PR #1754, opened 2020-03-02
Generalize */fun starting with cr-d

t4c1:
## Summary

Generalizes functions with names starting with cr-d.

## Tests
Some checks that an input is a vector are now done at compile time instead of runtime. Tests fpr these checks are removed.

## Side Effects

None.

## Checklist

- [x] Math issue #1470


stan/math/fwd/fun/tcrossprod.hpp
```diff
@@ -1,20 +1,22 @@
...
 
 namespace stan {
 namespace math {
 
-template <typename T, int R, int C>
-inline Eigen::Matrix<fvar<T>, R, R> tcrossprod(
-    const Eigen::Matrix<fvar<T>, R, C>& m) {
+template <typename T, require_eigen_vt<is_fvar, T>* = nullptr>
+inline Eigen::Matrix<value_type_t<T>, T::RowsAtCompileTime,
+                     T::RowsAtCompileTime>
```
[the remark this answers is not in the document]
SteveBronder: fyi everywhere T is an Eigen Matrix would be good to have a nicer name like `EigMat`

stan/math/prim/fun/squared_distance.hpp
```diff
@@ -12,13 +12,14 @@ namespace math {
...
  *
- * @param x1 First vector.
- * @param x2 Second vector.
- * @return Dot product of the vectors.
- * @throw std::domain_error If the vectors are not the same
- * size or if they are both not vector dimensioned.
+ * @param x1 First scalar.
+ * @param x2 Second scalar.
+ * @return Squared distance between scalars
+ * @throw std::domain_error Any scalar is not finite.
```
SteveBronder: Would you mind documenting T1 and T2 as well. 

[Optionally] Could also make the names something nicer like `Scalar1` and `Scalar2`

stan/math/rev/fun/dot_self.hpp
```diff
@@ -19,34 +19,16 @@ class dot_self_vari : public vari {
...
-  }
-  template <int R, int C>
-  explicit dot_self_vari(const Eigen::Matrix<var, R, C>& v)
-      : vari(var_dot_self(v)), size_(v.size()) {
+      : vari(Eigen::Map<vector_vi>(v, size).val().squaredNorm()),
+        v_(v),
+        size_(size) {}
+  template <typename T, require_eigen_t<T>* = nullptr>
+  explicit dot_self_vari(const T& v)
+      : vari(v.val().squaredNorm()), size_(v.size()) {
```
SteveBronder: Nice!

stan/math/rev/fun/squared_distance.hpp
```diff
@@ -130,27 +124,23 @@ class squared_distance_vd_vari : public vari {
...
 }
-template <int R1, int C1, int R2, int C2>
-inline var squared_distance(const Eigen::Matrix<var, R1, C1>& v1,
-                            const Eigen::Matrix<double, R2, C2>& v2) {
-  check_vector("squared_distance", "v1", v1);
-  check_vector("squared_distance", "v2", v2);
+template <typename T1, typename T2,
+          require_eigen_vector_vt<is_var, T1>* = nullptr,
+          require_eigen_vector_vt<std::is_arithmetic, T2>* = nullptr>
+inline var squared_distance(const T1& v1, const T2& v2) {
```
SteveBronder: [Optional] For something like this I think `EigenVar` and `EigenArith` would be useful names

test/unit/math/prim/fun/dot_self_test.cpp
```diff
@@ -56,21 +56,4 @@ TEST(MathMatrixPrimMat, dot_self) {
   Eigen::Matrix<double, 1, Eigen::Dynamic> rv3(3);
   rv3 << 2.0, 3.0, 4.0;
   EXPECT_NEAR(29.0, dot_self(rv3), 1E-12);
-
-  Eigen::Matrix<double, Eigen::Dynamic, Eigen::Dynamic> m1(1, 1);
-  m1 << 2.0;
-  EXPECT_NEAR(4.0, dot_self(m1), 1E-12);
```
SteveBronder: Why gone?

SteveBronder: Oh because it only takes in vectors now? I wonder if this will break user code tho?

andrjohns:
The rev stuff all looks pretty great. Should we also replace the:
```
reinterpret_cast<vari**>(ChainableStack::instance_->memalloc_.alloc()
```
with 
```
ChainableStack::instance_->memalloc_.alloc_array<vari*>();
```
Or save that for a separate issue?

stan/math/fwd/fun/determinant.hpp
```diff
@@ -1,19 +1,20 @@
...
 
-template <typename T, int R, int C>
-inline fvar<T> determinant(const Eigen::Matrix<fvar<T>, R, C>& m) {
+template <typename T, require_eigen_vt<is_fvar, T>* = nullptr>
+inline value_type_t<T> determinant(const T& m) {
   check_square("determinant", "m", m);
 
-  const T vals = m.val().determinant();
-  return fvar<T>(vals, vals * (m.val().inverse() * m.d()).trace());
+  const typename value_type_t<T>::Scalar vals = m.val().determinant();
```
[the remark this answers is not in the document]
t4c1: Nope. `value_type_t<T>` is `fvar<T>` and I need `T` here.

stan/math/fwd/fun/determinant.hpp
```diff
@@ -1,19 +1,20 @@
...
 #include <stan/math/prim/fun/Eigen.hpp>
 #include <stan/math/fwd/core.hpp>
 
 namespace stan {
 namespace math {
 
-template <typename T, int R, int C>
-inline fvar<T> determinant(const Eigen::Matrix<fvar<T>, R, C>& m) {
+template <typename T, require_eigen_vt<is_fvar, T>* = nullptr>
+inline value_type_t<T> determinant(const T& m) {
```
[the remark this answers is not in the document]
t4c1: done

stan/math/fwd/fun/tcrossprod.hpp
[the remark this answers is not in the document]
t4c1: Done. I know about template names, but they are not very high on my priority list, so I tend to forget to change them. You can either keep reminding me about every single instance I miss or we can leave that for a separate series of PRs.

stan/math/prim/fun/squared_distance.hpp
t4c1: done

stan/math/fwd/fun/tcrossprod.hpp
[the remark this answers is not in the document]
t4c1: One of the return statements is invoking default constructor, so compiler can not deduce `auto`.

stan/math/rev/fun/squared_distance.hpp
t4c1: done

t4c1:
I would prefere to leave this one out of this one. I am already doing quite a few things at once here.

stan/math/fwd/fun/tcrossprod.hpp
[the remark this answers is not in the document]
andrjohns: Except at moment the function will take any eigen type as an input but can only return ```Eigen::Matrix``` types (which could cause some compile errors down the line). You could restrict the inputs to only take matrix types, or since the result will need to be evaluated anyway, this could be written to be more flexible:
```
template <typename T, require_eigen_vt<is_fvar, T>* = nullptr>
inline auto tcrossprod(const T& m) {
  using T_return = decltype(multiply(m, m.transpose()));
  if (m.rows() == 0) {
    return plain_type_t<T_return>{};
  }
  return multiply(m, m.transpose()).eval();
}
```

test/unit/math/prim/fun/dot_self_test.cpp
t4c1: Right. I should probably let this accept matrices too, even if matrix version is not exposed to stan language.

stan/math/fwd/fun/tcrossprod.hpp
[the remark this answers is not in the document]
t4c1: Many functions still assume input is derived from `Eigen::MatrixBase` and will not work with `Eigen::ArrayBase`-derived types. Or are you thinking about some other type this would fail with?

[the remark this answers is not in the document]
andrjohns: No it was just ```ArrayBase``` that I was thinking of, so if that's a non-issue then feel free to ignore

andrjohns:
@t4c1 There's a problem with using ```Eigen::Ref``` for some expression types, since the default Stride length can be wrong. You can verify in your branch with this test for ```cumulative_sum```:
```
TEST(MathMatrixPrimMat, cumulative_sum_expr) {
  using stan::math::cumulative_sum;

  stan::math::vector_d x2(2);
  x2 << -1.0, 1.0;
  stan::math::matrix_d m2(2, 2);
  m2 << -1.0, 1.0, -1.0, 1.0;

  stan::math::vector_d x2_out = cumulative_sum(x2);
  stan::math::vector_d m2_out = cumulative_sum(cumulative_sum(m2.diagonal()));

  EXPECT_FLOAT_EQ(x2_out[1],m2_out[1]);
}
```

Which returns:
```
test/unit/math/prim/fun/cumulative_sum_test.cpp:61: Failure
  x2_out[1]
    Which is: 0
  m2_out[1]
    Which is: -1
```

The only fix I've found is to change the ```Ref``` call to ```Ref<const T,0,InnerStride<> >&```, but this ends up disabling vectorisation ([more info in the Eigen doc here](https://eigen.tuxfamily.org/dox/classEigen_1_1Ref.html)). Not sure if there's a better approach to be had here

andrjohns:
Noticed the error after I hit send, the test has a typo (```cumulative_sum``` called twice). Looks like I'm chasing down a different error.

andrjohns:
Alright, I wasn't entirely crazy, there is an issue with ```Eigen::Ref``` and expressions as inputs, I've got a minimal example [here on godbolt](https://godbolt.org/z/gG4BDM) that replicates the problem. It may have something to do with the ```Eigen::Ref``` object falling out of scope, would be my hunch.

bob-carpenter:
With the example:

```
decltype(auto) test_fun(const T& x) {
    const Eigen::Ref<const Eigen::VectorXd>& x_ref = x;
    return (x_ref.array() - 5.0).matrix();
}
```

I'm not exactly sure what the reference structure for expressions is, but I'm guessing that `x_ref.array()` creates a local structure and then the `- 5` creates an expression that references it.  That array goes out of scope when the function returns.  The local that gets created for `.matrix()` holds a reference to the subtraction expression, and that will also go away.  The matrix created by `.matrix()` will be an expression, but it gets copied.  It's the references it's holding that can go bad.

Also, why is `x_ref` being defined as a `Ref` and as a reference (`&`)?

andrjohns:
That makes sense, going to make generalising these functions safely an interesting proposition.

> Also, why is ```x_ref``` being defined as a ```Ref``` and as a reference (```&```)?

More info on that [here](https://stackoverflow.com/a/21138316/4362612)

andrjohns:
One solution I've found is to detect whether an expression has been passed to the function, and if so, evaluate the expression prior to calling the function: https://godbolt.org/z/jqoFZi

Whether this is the best (or most efficient) solution is another question

t4c1:
First thanks for finding this. I don't like your suggestion. It gives up all the benefits of using `Eigen::Ref` in the first place. 

I guess we could instead place that `Eigen::Ref` on the nochain stack. Than it would not go out of scope. This gives up on using references (`&`), but I think reconstructing `Eigen::Ref`s is not very expensive.

Also it might be better to put this discussion on `Eigen::Ref` in a separate issue.

bob-carpenter:
Yes, passing Eigen structures around efficiently deserves its own independent discussion. 

I don't see a good option.  The two under consideration are.

1.  Do an `eval()` and lose the benefits of `Ref` by creating a copy.  This is what we're doing now implicitly by making arguments const references to `Eigen::Matrix`.

2.  Use placement new on the autodiff stack for every (sub)expression template used in a function.  This leaks memory because the locals never get recovered.  And I don't see how to do everything in a nicely readable way with placement new because you need to know the type.

What we really need is a kind of inlining through expression templates.

t4c1:
@SteveBronder this is waiting for another review. The issue with local variables only blocks returning expressions.

stan/math/prim/fun/squared_distance.hpp
```diff
@@ -29,45 +33,24 @@ inline return_type_t<T1, T2> squared_distance(const T1& x1, const T2& x2) {
...
  */
-template <int R1, int C1, int R2, int C2>
-inline double squared_distance(const Eigen::Matrix<double, R1, C1>& v1,
-                               const Eigen::Matrix<double, R2, C2>& v2) {
-  check_vector("squared_distance", "v1", v1);
-  check_vector("squared_distance", "v2", v2);
+template <typename EigVec1, typename EigVec2,
+          require_all_eigen_vector_t<EigVec1, EigVec2>* = nullptr,
+          require_all_not_eigen_vt<is_var, EigVec1, EigVec2>* = nullptr>
+inline return_type_t<EigVec1, EigVec2> squared_distance(const EigVec1& v1,
```
SteveBronder: Can you double check these? It looks like you want
```suggestion
          require_all_eigen_vector_t<EigVec1, EigVec2>* = nullptr,
          require_all_not_var<value_type_t<EigVec1>, value_type_t<EigVec2>>* = nullptr>
inline return_type_t<EigVec1, EigVec2> squared_distance(const EigVec1& v1,
```

Since the first checks for eigen types but the second fails for eigen types

SteveBronder: (this week I'm going to start fixing up the requires so these things are more clear)

stan/math/prim/fun/tcrossprod.hpp
```diff
@@ -11,21 +12,24 @@ namespace math {
...
- * @tparam C number of columns, can be Eigen::Dynamic
+ * @tparam T type of the matrix (must be derived from \c Eigen::MatrixBase)
  * @param M Matrix to multiply.
  * @return M times its transpose.
  */
-template <int R, int C>
-inline Eigen::MatrixXd tcrossprod(const Eigen::Matrix<double, R, C>& M) {
+template <typename T, require_eigen_vt<std::is_arithmetic, T>* = nullptr>
+inline Eigen::Matrix<value_type_t<T>, T::RowsAtCompileTime,
+                     T::RowsAtCompileTime>
```
SteveBronder: [optional]

If you want to make this a bit prettier I think you could declare this type in the template like

```
, ReturnType = Eigen::Matrix<value_type_t<T>, T::RowsAtCompileTime,
                     T::RowsAtCompileTime>>
```

stan/math/rev/fun/squared_distance.hpp
```diff
@@ -62,29 +58,23 @@ class squared_distance_vv_vari : public vari {
...
+      require_all_eigen_vector_vt<is_var, EigVecVar1, EigVecVar2>* = nullptr>
+  squared_distance_vv_vari(const EigVecVar1& v1, const EigVecVar2& v2)
+      : vari((as_column_vector_or_scalar(v1).val()
+              - as_column_vector_or_scalar(v2).val())
+                 .squaredNorm()),
+        length_(v1.size()) {
     v1_ = reinterpret_cast<vari**>(
         ChainableStack::instance_->memalloc_.alloc(length_ * sizeof(vari*)));
     v2_ = reinterpret_cast<vari**>(
         ChainableStack::instance_->memalloc_.alloc(length_ * sizeof(vari*)));
```
SteveBronder: [optional]

I think these can be replaced by alloc_array<vari*>

stan/math/rev/fun/squared_distance.hpp
```diff
@@ -130,27 +115,26 @@ class squared_distance_vd_vari : public vari {
...
-inline var squared_distance(const Eigen::Matrix<var, R1, C1>& v1,
-                            const Eigen::Matrix<var, R2, C2>& v2) {
-  check_vector("squared_distance", "v1", v1);
-  check_vector("squared_distance", "v2", v2);
+template <
+    typename EigVecVar1, typename EigVecVar2,
+    require_all_eigen_vector_vt<is_var, EigVecVar1, EigVecVar2>* = nullptr>
+inline var squared_distance(const EigVecVar1& v1, const EigVecVar2& v2) {
   check_matching_sizes("squared_distance", "v1", v1, "v2", v2);
   return var(new internal::squared_distance_vv_vari(v1, v2));
```
SteveBronder: [optional]

return type can let this be 
```suggestion
  return {new internal::squared_distance_vv_vari(v1, v2)};
```

stan/math/fwd/fun/determinant.hpp
```diff
@@ -1,19 +1,20 @@
...
-template <typename T, int R, int C>
-inline fvar<T> determinant(const Eigen::Matrix<fvar<T>, R, C>& m) {
+template <typename EigMat, require_eigen_vt<is_fvar, EigMat>* = nullptr>
+inline value_type_t<EigMat> determinant(const EigMat& m) {
   check_square("determinant", "m", m);
 
-  const T vals = m.val().determinant();
-  return fvar<T>(vals, vals * (m.val().inverse() * m.d()).trace());
+  const typename value_type_t<EigMat>::Scalar vals = m.val().determinant();
+  return value_type_t<EigMat>(vals, vals * (m.val().inverse() * m.d()).trace());
```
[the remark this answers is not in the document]
t4c1: fixed

stan/math/fwd/fun/tcrossprod.hpp
```diff
@@ -1,20 +1,22 @@
...
 namespace stan {
 namespace math {
 
-template <typename T, int R, int C>
-inline Eigen::Matrix<fvar<T>, R, R> tcrossprod(
-    const Eigen::Matrix<fvar<T>, R, C>& m) {
+template <typename EigMat, require_eigen_vt<is_fvar, EigMat>* = nullptr>
+inline Eigen::Matrix<value_type_t<EigMat>, EigMat::RowsAtCompileTime,
+                     EigMat::RowsAtCompileTime>
+tcrossprod(const EigMat& m) {
```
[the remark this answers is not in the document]
t4c1: I don't think such a type trait would be used that much. We can't use auto as this has two return statements (unless we used some decltype magic for the first one, but that would be ugly).

stan/math/prim/fun/crossprod.hpp
```diff
@@ -11,11 +12,13 @@ namespace math {
...
  *
+ * @tparam T type of the matrix (must be derived from \c Eigen::MatrixBase)
  * @param M Matrix to multiply.
  * @return Transpose of M times M
  */
-inline matrix_d crossprod(const matrix_d& M) {
-  return tcrossprod(static_cast<matrix_d>(M.transpose()));
+template <typename T, require_eigen_t<T>* = nullptr>
+inline auto crossprod(const T& M) {
+  return tcrossprod(M.transpose());
```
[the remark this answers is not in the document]
t4c1: fixed

stan/math/prim/fun/cumulative_sum.hpp
```diff
@@ -31,28 +32,32 @@ inline std::vector<T> cumulative_sum(const std::vector<T>& x) {
...
- * @param m Matrix of values.
+ * @param m Vector of values.
  * @return Cumulative sum of values.
  */
-template <typename T, int R, int C>
-inline Eigen::Matrix<T, R, C> cumulative_sum(const Eigen::Matrix<T, R, C>& m) {
-  Eigen::Matrix<T, R, C> result(m.rows(), m.cols());
+template <typename T, require_eigen_vector_t<T>* = nullptr>
+inline Eigen::Matrix<value_type_t<T>, T::RowsAtCompileTime,
+                     T::ColsAtCompileTime>
```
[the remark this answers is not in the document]
t4c1: fixed

stan/math/prim/fun/diag_matrix.hpp
```diff
@@ -10,13 +11,14 @@ namespace math {
...
+ * have one compile time dimmension equal to 1)
  * @param[in] v Specified vector.
  * @return Diagonal matrix with vector as diagonal values.
  */
-template <typename T>
-inline Eigen::Matrix<T, Eigen::Dynamic, Eigen::Dynamic> diag_matrix(
-    const Eigen::Matrix<T, Eigen::Dynamic, 1>& v) {
+template <typename T, require_eigen_vector_t<T>* = nullptr>
+inline Eigen::Matrix<value_type_t<T>, Eigen::Dynamic, Eigen::Dynamic>
+diag_matrix(const T& v) {
```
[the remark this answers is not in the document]
t4c1: fixed

stan/math/prim/fun/distance.hpp
```diff
@@ -30,24 +31,20 @@ inline return_type_t<T1, T2> distance(const T1& x1, const T2& x2) {
...
-inline return_type_t<T1, T2> distance(const Eigen::Matrix<T1, R1, C1>& v1,
-                                      const Eigen::Matrix<T2, R2, C2>& v2) {
+template <typename T1, typename T2,
+          require_all_eigen_vector_t<T1, T2>* = nullptr>
+inline return_type_t<T1, T2> distance(const T1& v1, const T2& v2) {
   using std::sqrt;
-  check_vector("distance", "v1", v1);
-  check_vector("distance", "v2", v2);
   check_matching_sizes("distance", "v1", v1, "v2", v2);
   return sqrt(squared_distance(v1, v2));
```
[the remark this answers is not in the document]
t4c1: What eigen calls? `squared_distance` returns a scalar.

stan/math/prim/fun/squared_distance.hpp
t4c1: Both sets of requires actually do the same thing! Since first one requires eigen types the second one only fails if the value types do not match. I did it this way as it is a bit shorter. If you think it is not clear I can still change it to what you suggested.

stan/math/prim/fun/tcrossprod.hpp
t4c1: Personally I would prefer not to put another thing in template lists. They already contain actual templates and requires. So in this case I think the code being clearer outweighs some code duplication. If you disagree I can still change that.

stan/math/rev/fun/squared_distance.hpp
t4c1: As I said earlier I am already changing quite a few things at once. If we do too much at once there is larger chance that something is missed. So I would leave these for a separate series of PRs.

stan/math/rev/fun/squared_distance.hpp
t4c1: fixed

t4c1:
@SteveBronder This is ready for review.

stan/math/prim/fun/determinant.hpp
```diff
@@ -10,16 +11,14 @@ namespace math {
...
  * @return Determinant of the matrix.
  * @throw std::domain_error if matrix is not square.
  */
-template <typename T, int R, int C>
-inline T determinant(const Eigen::Matrix<T, R, C>& m) {
+template <typename T, require_eigen_vt<std::is_arithmetic, T>* = nullptr>
+inline value_type_t<T> determinant(const T& m) {
   check_square("determinant", "m", m);
   if (m.size() == 0) {
     return 1;
```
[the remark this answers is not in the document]
t4c1: Caring about rvo when returning a scalar seems a bit pointless. I will check if removing if breaks anything.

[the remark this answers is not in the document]
SteveBronder: Yeah idt it's a big deal either though I think it's good for style imo. That's why it's optional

- What is expected
All lines above with "times" in them should be returned.

- Exercise output
  * @return M times its transpose.
  * @return Transpose of M times M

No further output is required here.